PR #1150, opened 2017-09-19
Make sure tokenranges are not created when not storing tokens.

### LINKED ISSUE #1149: Let storeTokens also influence tokenrange creation.

matozoid:
Fixes #1149 . @arturbosch can you take a look?

### DIFF
--- a/javaparser-testing/src/test/java/com/github/javaparser/ParserConfigurationTest.java
+++ b/javaparser-testing/src/test/java/com/github/javaparser/ParserConfigurationTest.java
@@ -1,0 +1,17 @@
+package com.github.javaparser;
+
+import com.github.javaparser.ast.CompilationUnit;
+import org.junit.Test;
+
+import static com.github.javaparser.Providers.provider;
+import static org.junit.Assert.assertFalse;
+
+public class ParserConfigurationTest {
+    @Test
+    public void storeNoTokens() {
+        ParseResult<CompilationUnit> result = new JavaParser(new ParserConfiguration().setStoreTokens(false)).parse(ParseStart.COMPILATION_UNIT, provider("class X{}"));
+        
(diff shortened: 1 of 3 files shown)


javaparser-testing/src/test/java/com/github/javaparser/ParserConfigurationTest.java
```diff
@@ -0,0 +1,17 @@
...
+import static com.github.javaparser.Providers.provider;
+import static org.junit.Assert.assertFalse;
+
+public class ParserConfigurationTest {
+    @Test
+    public void storeNoTokens() {
+        ParseResult<CompilationUnit> result = new JavaParser(new ParserConfiguration().setStoreTokens(false)).parse(ParseStart.COMPILATION_UNIT, provider("class X{}"));
+        
+        assertFalse(result.getTokens().isPresent());
+        assertFalse(result.getResult().get().getTokenRange().isPresent());
```
arturbosch: Maybe add something like `result.getResult.get().getNodesByType(Node.class).stream().allMatch(node -> !node.getTokenRange().isPresent())` (with the premise of extending the test code :))?

arturbosch (commented):
The changes look okay to me.

javaparser-testing/src/test/java/com/github/javaparser/ParserConfigurationTest.java
matozoid: Done!

matozoid:
This one is still not working well...

arturbosch:
What do you mean? Are there still JavaToken objects?

matozoid:
No, the grammar assumes there are always token ranges and runs into endless nullpointers when parsing more complex classes. Working on it, but it will not only drop `TokenRange` but also `Range`.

What is being asked:
Return every line above exactly.

Output for this task:
PR #1150, opened 2017-09-19
Make sure tokenranges are not created when not storing tokens.

### LINKED ISSUE #1149: Let storeTokens also influence tokenrange creation.

matozoid:
Fixes #1149 . @arturbosch can you take a look?

### DIFF
--- a/javaparser-testing/src/test/java/com/github/javaparser/ParserConfigurationTest.java
+++ b/javaparser-testing/src/test/java/com/github/javaparser/ParserConfigurationTest.java
@@ -1,0 +1,17 @@
+package com.github.javaparser;
+
+import com.github.javaparser.ast.CompilationUnit;
+import org.junit.Test;
+
+import static com.github.javaparser.Providers.provider;
+import static org.junit.Assert.assertFalse;
+
+public class ParserConfigurationTest {
+    @Test
+    public void storeNoTokens() {
+        ParseResult<CompilationUnit> result = new JavaParser(new ParserConfiguration().setStoreTokens(false)).parse(ParseStart.COMPILATION_UNIT, provider("class X{}"));
+        
(diff shortened: 1 of 3 files shown)


javaparser-testing/src/test/java/com/github/javaparser/ParserConfigurationTest.java
```diff
@@ -0,0 +1,17 @@
...
+import static com.github.javaparser.Providers.provider;
+import static org.junit.Assert.assertFalse;
+
+public class ParserConfigurationTest {
+    @Test
+    public void storeNoTokens() {
+        ParseResult<CompilationUnit> result = new JavaParser(new ParserConfiguration().setStoreTokens(false)).parse(ParseStart.COMPILATION_UNIT, provider("class X{}"));
+        
+        assertFalse(result.getTokens().isPresent());
+        assertFalse(result.getResult().get().getTokenRange().isPresent());
```
arturbosch: Maybe add something like `result.getResult.get().getNodesByType(Node.class).stream().allMatch(node -> !node.getTokenRange().isPresent())` (with the premise of extending the test code :))?

arturbosch (commented):
The changes look okay to me.

javaparser-testing/src/test/java/com/github/javaparser/ParserConfigurationTest.java
matozoid: Done!

matozoid:
This one is still not working well...

arturbosch:
What do you mean? Are there still JavaToken objects?

matozoid:
No, the grammar assumes there are always token ranges and runs into endless nullpointers when parsing more complex classes. Working on it, but it will not only drop `TokenRange` but also `Range`.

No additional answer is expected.